# WHAT YOU NEED TO DO
Among the records, find the lines that hold the string "manifest" and return them.

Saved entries
□ □ □ □ □
PR #2805, opened 2021-06-24
Mention the rustdoc in components.md

### LINKED ISSUE #2801: Clarify in which component and/or profile `rustdoc` is
It is not clear from https://github.com/rust-lang/rustup/blob/master/doc/src/concepts/components.md from which component `rustdoc` comes from, and therefore it is not clear that it is included in the minimal profile.

Clarify in https://github.com/rust-lang/rustup/blob/master/doc/src/concepts/components.md from which component `rustdoc` comes from.

Perhaps also clarify in https://github.com/rust-lang/rustup/blob/master/doc/src/concepts/profiles.md that the components in the minimal profile also include other tools.

0xPoe:
close https://github.com/rust-lang/rustup/issues/2801

### DIFF
--- a/doc/src/concepts/components.md
+++ b/doc/src/concepts/components.md
@@ -30,7 +30,7 @@ Most components have a target-triple suffix, such as
 The set of available components may vary with different releases and
 toolchains. The following is an overview of the different components:
 
-* `rustc` — The Rust compiler.
+* `rustc` — The Rust compiler and [Rustdoc].
 * `cargo` — [Cargo] is a package manager and build tool.
 * `rustfmt` — [Rustfmt] is a tool for automatically formatting code.
 * `rust-std` — This is the Rust [standard library]. There is a separate
@@ -76,6 +76,7 @@ details.
 [build-std]: https://doc.rust-lang.org/nightly/cargo/reference/unstable.html#build-std
 [miri]: https://github.com/rust-lang/miri/
 [RLS]: https://github.com/rust-lang/rls
+[rustdoc]: https://doc.rust-lang.org/rustdoc/
 [cargo]: https://doc.rust-lang.org/cargo/
 [clippy]: https://github.com/rust-lang/rust-clippy
 [LLVM]: https://llvm.org/


doc/src/concepts/components.md
```diff
@@ -76,6 +76,7 @@ details.
 [build-std]: https://doc.rust-lang.org/nightly/cargo/reference/unstable.html#build-std
 [miri]: https://github.com/rust-lang/miri/
 [RLS]: https://github.com/rust-lang/rls
+[rustdoc]: https://github.com/rust-lang/rust/tree/master/src/tools/rustdoc
```
ehuss: I think this should link to the rustdoc documentation at https://doc.rust-lang.org/rustdoc/

0xPoe: I'm not sure exactly what links need to be used here, if the emphasis is on internal tools then the current links might be better? If the emphasis is on rusctdoc itself maybe a link to the documentation would be better?

ehuss: The intent here is to provide information for a user of rustup to learn what each component is.  Some of these (like miri or rustfmt) link to github because they don't have any other documentation.

0xPoe: Changed. Thanks for your review!

doc/src/concepts/components.md
```diff
@@ -30,7 +30,7 @@ Most components have a target-triple suffix, such as
 The set of available components may vary with different releases and
 toolchains. The following is an overview of the different components:
 
-* `rustc` — The Rust compiler.
+* `rustc` — The Rust compiler, including its internal tool [rustdoc].
```
jyn514: I do not think this is a good description. Rustdoc is a user-facing tool.
```suggestion
* `rustc` — The Rust compiler and [Rustdoc].
```

jyn514 (changes requested):

0xPoe:
Commits squashed.

cc: @kinnison @rbtcollins  Cloud you please take a look? Thanks!

PR #2808, opened 2021-06-26
Make all dist functions and structs crate-private and cleanup unused functions

0xPoe:
part of #2730

### DIFF
--- a/build.rs
+++ b/build.rs
@@ -2,7 +2,7 @@ use std::env;
 
 include!("src/dist/triple.rs");
 
-pub fn from_build() -> Result<PartialTargetTriple, String> {
+fn from_build() -> Result<PartialTargetTriple, String> {
     let triple = if let Ok(triple) = env::var("RUSTUP_OVERRIDE_BUILD_TRIPLE") {
         triple
     } else {
--- a/src/dist/config.rs
+++ b/src/dist/config.rs
@@ -4,8 +4,8 @@ use super::manifest::Component;
 use crate::errors::*;
 use crate::utils::toml_utils::*;
 
-pub const SUPPORTED_CONFIG_VERSIONS: [&str; 1] = ["1"];
-pub const DEFAULT_CONFIG_VERSION: &str = "1";
+pub(crate) const SUPPORTED_CONFIG_VERSIONS: [&str; 1] = ["1"];
+pub(crate) const DEFAULT_CONFIG_VERSION: &str = "1";
 
 #[derive(Clone, Debug)]
 pub struct Config {
@@ -14,7 +14,7 @@ pub struct Config {
 }
 
 impl Config {
-    pub fn from_toml(mut table: toml::value::Table, path: &str) -> Result<Self> {
+    pub(crate) fn from_toml(mut table: toml::value::Table, path: &str) -> Result<Self> {
         let config_version = get_string(&mut table, "config_version", path)?;
         if !SUPPORTED_CONFIG_VERSIONS.contains(&&*config_version) {
             bail!(RustupError::UnsupportedVersion(config_version));
@@ -29,7 +29,7 @@ impl Config {
             components,
         })
     }
-    pub fn into_toml(self) -> toml::value::Table {
+    pub(crate) fn into_toml(self) -> toml::value::Table {
         let mut result = toml::value::Table::new();
         result.insert(
             "config_version".to_owned(),
@@ -42,12 +42,12 @@ impl Config {
         result
     }
 
-    pub fn parse(data: &str) -> Result<Self> {
+    pub(crate) fn parse(data: &str) -> Result<Self> {
         let value = toml::from_str(data).context("error parsing manifest")?;
         Self::from_toml(value, "")
     }
 
-    pub fn stringify(self) -> String {
+    pub(crate) fn stringify(self) -> String {
         toml::Value::Table(self.into_toml()).to_string()
     }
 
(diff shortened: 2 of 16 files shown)


build.rs
```diff
@@ -2,7 +2,7 @@ use std::env;
 
 include!("src/dist/triple.rs");
 
-pub fn from_build() -> Result<PartialTargetTriple, String> {
+pub(crate) fn from_build() -> Result<PartialTargetTriple, String> {
```
kinnison: This is `build.rs` in reality this doesn't need to be `pub` at all.

src/dist/dist.rs
```diff
@@ -106,11 +106,11 @@ struct ParsedToolchainDesc {
...
 #[derive(Debug, Clone)]
-pub struct PartialToolchainDesc {
+pub(crate) struct PartialToolchainDesc {
     // Either "nightly", "stable", "beta", or an explicit version number
-    pub channel: String,
-    pub date: Option<String>,
-    pub target: PartialTargetTriple,
+    pub(crate) channel: String,
+    pub(crate) date: Option<String>,
+    pub(crate) target: PartialTargetTriple,
```
kinnison: I'm confused, I thought we'd agreed this kind of change was unnecessary.

src/dist/config.rs
```diff
@@ -4,17 +4,17 @@ use super::manifest::Component;
...
+pub(crate) const SUPPORTED_CONFIG_VERSIONS: [&str; 1] = ["1"];
+pub(crate) const DEFAULT_CONFIG_VERSION: &str = "1";
 
 #[derive(Clone, Debug)]
-pub struct Config {
-    pub config_version: String,
-    pub components: Vec<Component>,
+pub(crate) struct Config {
+    pub(crate) config_version: String,
+    pub(crate) components: Vec<Component>,
```
kinnison: Did we not decide that `pub(crate)` on fields means basically nothing in a `pub(crate)` struct?

src/dist/temp.rs
```diff
@@ -4,21 +4,21 @@ use std::io;
...
     #[error("could not create temp root {}" ,.0.display())]
-    CreatingRoot(PathBuf),
+    Root(PathBuf),
     #[error("could not create temp file {}",.0.display())]
-    CreatingFile(PathBuf),
+    File(PathBuf),
     #[error("could not create temp directory {}",.0.display())]
-    CreatingDirectory(PathBuf),
+    Directory(PathBuf),
 }
```
kinnison, line 22: I do not like having this name change conflated with a `pub(crate)` refactor.  Also I'm not convinced by it anyway.  The variant names now do not read intuitively.  `CreatingError::Root` has the concepts of 'create' and 'error' reversed in an english grammatical sense.  `Error::CreatingRoot` makes much more sense.

src/dist/triple.rs
```diff
@@ -47,14 +47,14 @@ static LIST_ENVS: &[&str] = &[
...
 
 #[derive(Debug, Clone, PartialEq, Eq)]
-pub struct PartialTargetTriple {
-    pub arch: Option<String>,
-    pub os: Option<String>,
-    pub env: Option<String>,
+pub(crate) struct PartialTargetTriple {
+    pub(crate) arch: Option<String>,
+    pub(crate) os: Option<String>,
+    pub(crate) env: Option<String>,
```
kinnison: Again, confused by `pub(crate) $field` inside a `pub(crate) struct`.

src/dist/temp.rs
0xPoe: I changed it because I saw clippy's warning when I modified the code. Please see: https://rust-lang.github.io/rust-clippy/master/#enum_variant_names

0xPoe:
@kinnison Thanks for your review!

Regarding the use of pub(crate) in the pub(crate) structure I understand that it is useful? Because the visibility of the fields of a pub(crate) structure is private by default and cannot be accessed by other mods in the same crate. So we can use pub(crate)? If we use pub, then other crates will be able to use it. This would result in the accessibility being amplified?

An example of a compilation error that does not use pub(crate): https://play.rust-lang.org/?version=stable&mode=debug&edition=2018&gist=ece1d5cb3da661daf651d6dbd575d21b

An example of a successful compilation using pub(crate): https://play.rust-lang.org/?version=stable&mode=debug&edition=2018&gist=5dc0ff67c55081d1ffec5fd0666bc6f3

I'm not sure if I'm understanding this correctly?

0xPoe:
@kinnison ping~ 

Could you please take a look? Thanks!

kinnison:
Hi, the thing is that with the struct being `pub(crate)` there's no difference in meaning between `pub` and `pub(crate)` on the fields.  Except the latter implies that the crate has privileged and special knowledge of the interior of the structure which frankly it doesn't.  I'd prefer `pub(crate)` on the struct, and then just plain `pub` on the fields.  There can be no access amplification because nothing outside of the crate can address the struct type at all.

0xPoe:
> Hi, the thing is that with the struct being `pub(crate)` there's no difference in meaning between `pub` and `pub(crate)` on the fields. Except the latter implies that the crate has privileged and special knowledge of the interior of the structure which frankly it doesn't. I'd prefer `pub(crate)` on the struct, and then just plain `pub` on the fields. There can be no access amplification because nothing outside of the crate can address the struct type at all.

I modified them all to pub. Thanks for you review!

PR #2811, opened 2021-06-30
Add rust-gdbgui to the list of proxied tools

willbush:
Attempts to complete https://github.com/rust-lang/rustup/pull/1950 which was
closed due to inactivity.

It appears that everywhere the rust-gdb wrapper script is available so is the rust-gdbgui.
https://github.com/rust-lang/rust/blob/a435b49e86d16e98dcc6595dd471f95e823f41aa/src/bootstrap/dist.rs#L513


kinnison (approved):
I apologise for how long this has sat here.  It looks good to me.

PR #2814, opened 2021-07-01
ci: verify checksum of sccache

pierwill:
Adds a checksum verification to this CI script.


kinnison:
I think this has broken our CI somewhat -- https://github.com/rust-lang/rustup/runs/2978245107?check_suite_focus=true#step:16:496

PR #2815, opened 2021-07-02
Detect '-y' short option in rustup-init.sh more robustly

### LINKED ISSUE #2813: When `-y` is combined with other short options, rustup-init cannot be used without a terminal.
**Problem**
For example, it cannot be invoked with `-qy`, but rather requires `-q -y`.

This is because before the options are passed to the main binary, they are scanned with a simplistic technique to detect whether an interactive tty is required:

```
    for arg in "$@"; do
        case "$arg" in
            -h|--help)
                usage
                exit 0
                ;;
            -y)
                # user wants to skip the prompt -- we don't need /dev/tty
                need_tty=no
                ;;
            *)
                ;;
        esac
    done
```

If `need_tty` is not cleared, the script will refuse to continue running unless stdout is a terminal.

**Steps**

1. `curl --proto '=https' --tlsv1.2 -sSf https://sh.rustup.rs | sh -s -- -qy > /dev/null` and note the failure.
2. `curl --proto '=https' --tlsv1.2 -sSf https://sh.rustup.rs | sh -s -- -qy` and note that confirmation was _not_ asked for; i.e., the underlying binary does indeed understand that the `y` option has been specified, so the failure in step 1 was overly restrictive.
3.

**Possible Solution(s)**
Use `getopts` in the script; e.g. https://stackoverflow.com/a/28466267/242814

**Notes**

Output of `rustup --version`: irrelevant.
Output of `rustup show`: irrelevant.

umanwizard:
Fixes #2813

### DIFF
--- a/rustup-init.sh
+++ b/rustup-init.sh
@@ -90,15 +90,32 @@ main() {
     local need_tty=yes
     for arg in "$@"; do
         case "$arg" in
-            -h|--help)
+            --help)
                 usage
                 exit 0
                 ;;
-            -y)
-                # user wants to skip the prompt -- we don't need /dev/tty
-                need_tty=no
-                ;;
             *)
+                OPTIND=1
+                if [ "${arg%%--*}" = "" ]; then
+                    # Long option (other than --help);
+                    # don't attempt to interpret it.
+                    continue
+                fi
+                while getopts :hy sub_arg "$arg"; do
+                    case "$sub_arg" in
+                        h)
+                            usage
+                            exit 0
+                            ;;
+                        y)
+                            # user wants to skip the prompt --
+                            # we don't need /dev/tty
+                            need_tty=no
+                            ;;
+                        *)
+                            ;;
+                        esac
+                done
                 ;;
         esac
     done


kinnison:
Thank you for making this change, before I review it fully, I notice it uses the `getopts` shell builtin -- are you confident this will work with `/bin/sh` on BSDs and Illumos (i.e. ksh and friends)?  If so then good, but if you can't be sure then we need to find some people to test it because we don't have anything to that effect in our CI currently really.

umanwizard:
This uses pure POSIX shell features, so it should work on any Unix-like OS.

I have tested on FreeBSD and it works fine there.

I was not able to test the full script on Illumos because the version I tried does not support rustup at all, but I have tested `getopts` and shell substitution syntax there and verified that they work the way POSIX specifies, so I am confident that the script will work there too.

kinnison:
Okay thanks for doing that check.

rustup-init.sh
```diff
@@ -90,15 +90,32 @@ main() {
...
-                need_tty=no
-                ;;
             *)
+                OPTIND=1
+                if [ "${arg%%--*}" = "" ]; then
+                    # Long option (other than --help);
+                    # don't attempt to interpret it.
+                    continue
+                fi
+                while getopts :hy sub_arg "$arg"; do
```
kinnison, line 104: Can you confirm if this will work in combination with long options?  i.e. if we had `--profile=blah -y --default-toolchain=whatever` would that work?

umanwizard: Yes. The above logic will skip those.

```
if [ "${arg%%--*}" = "" ]; then
    # Long option (other than --help);
    # don't attempt to interpret it.
    continue
fi
```

The test `if [ "${arg%%--*}" = "" ]` simply checks whether the first two characters of the argument are `--`, and we skip checking for -y and -h if so.

umanwizard:
Ping, @kinnison , can this be merged?

kinnison (approved):

kinnison:
Yep, thank you for your contribution.

Issue #1772, opened 2019-04-17
Visual Studio 2019


TjeuKayim:
**Describe the problem you are trying to solve**

Rustup prompts for installing the Microsoft C++ build tools on Windows. It refers to Visual Studio 2017, and links to https://aka.ms/buildtools. I noticed that this information is outdated.

On 2 April 2019, Visual Studio 2019 was released. The link https://aka.ms/buildtools is pointing to https://visualstudio.microsoft.com/downloads/#build-tools-for-visual-studio-2017, but that anchor does not exist anymore.

https://github.com/rust-lang/rustup.rs/blob/8f1d93edbd037fbc849e72c7aef66a61146ee458/src/cli/self_update.rs#L175-L190

**Describe the solution you'd like**

The instructions printed by the CLI need an update. The help text should refer to Visual Studio 2019. Instructions to install 'Visual C++ Build Tools 2017' should be removed. It seems like the official downloads are no longer available.

Maybe the package manager chocolatey can be mentioned as an alternative to acquire the build-tools.

**Notes**
Steps to install build tools 2019:
1. Visit https://visualstudio.microsoft.com/downloads/#build-tools-for-visual-studio-2019
1. Download "Build Tools for Visual Studio 2019"
1. Start the installer and enable the checkbox "C++ build tools"
1. Run rustup-init.exe

I verified this process on a clean Windows 10 machine. Afterwards Cargo runs successfully.

Screenshot of Visual Studio 2019 installer:

![afbeelding](https://user-images.githubusercontent.com/15987676/56306661-58153a00-6143-11e9-8b3a-82051451c593.png)

TjeuKayim:
I just noticed that the content at 'https://www.rust-lang.org/tools/install' is already updated for Visual Studio 2019.
https://github.com/rust-lang/www.rust-lang.org/pull/736

Could you please have a look at this @yoshuawuyts?

I searched the Github oranisation rust-lang for "Visual Studio 2017", to find that the Rust Book also needs an update.
https://github.com/rust-lang/book/pull/1923

yoshuawuyts:
@TjeuKayim thanks for the ping and raising this! -- I don't maintain rustup, but I'm sure someone from the tools team will be able to help with this soon!

kinnison:
@TjeuKayim Thanks for the issue, and the PR.  I've asked on the PR for you to also update our `README.md` appropriately so that the two parts are not contradicting one another.

TjeuKayim:
[...]

PR #2822, opened 2021-07-11
Update help text to align with new VS Build Tools installer

thadguidry:


TjeuKayim:
I also ran into this, the visual studio installer changed again, this pull request would indeed clear up the confusion.

As pointed out in https://github.com/rust-lang/rust/issues/43039#issuecomment-589321158, It is also possible to use the tab Single Components and selecting these items: “MSVC v142 - VS 2019 C++ x64/x86 build tools” and “Windows 10 SDK (1.0.18362.0)”. Only selecting these two saves 4.51 GB disk space compared to selecting the "Desktop development with C++" workload. So, maybe it's good to mention this alternative in the additional instructions you wrote.

Related https://github.com/rust-lang/rustup/issues/1772#issuecomment-869030067

src/cli/self_update.rs
```diff
@@ -282,8 +282,9 @@ tools:
 
     https://visualstudio.microsoft.com/visual-cpp-build-tools/
 
-Please ensure the Windows 10 SDK and the English language pack components
-are included when installing the Visual C++ Build Tools.
+Check its box for "Desktop development with C++" which will ensure that
+the Windows 10 SDK is selected.  If your locale language is not English,
+then additionally check the box for English under Language packs.
```
thadguidry:
```suggestion
then additionally check the box for English under Language packs.  Or minimally, use the tab Single Components and select these items: “MSVC - VS 2019 C++ x64/x86 build tools” and “Windows 10 SDK”
```

thadguidry: @TjeuKayim So like above?

TjeuKayim: Nice, that's what I meant.

src/cli/self_update.rs
```diff
@@ -282,8 +282,9 @@ tools:
 
     https://visualstudio.microsoft.com/visual-cpp-build-tools/
 
-Please ensure the Windows 10 SDK and the English language pack components
-are included when installing the Visual C++ Build Tools.
+Check its box for "Desktop development with C++" which will ensure that
+the Windows 10 SDK is selected.  If your locale language is not English,
+then additionally check the box for English under Language packs.  Or minimally, use the tab Single Components and select these items: “MSVC - VS 2019 C++ x64/x86 build tools” and “Windows 10 SDK”
```
TjeuKayim: I just noticed that you used unicode characters `“..”` for the left and right quote. This is inconsistent with the rest of the text that uses the ASCII `".."`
□ □ □ □ □
# REPLY
@@ -4,8 +4,8 @@ use super::manifest::Component;
         let value = toml::from_str(data).context("error parsing manifest")?;
@@ -4,17 +4,17 @@ use super::manifest::Component;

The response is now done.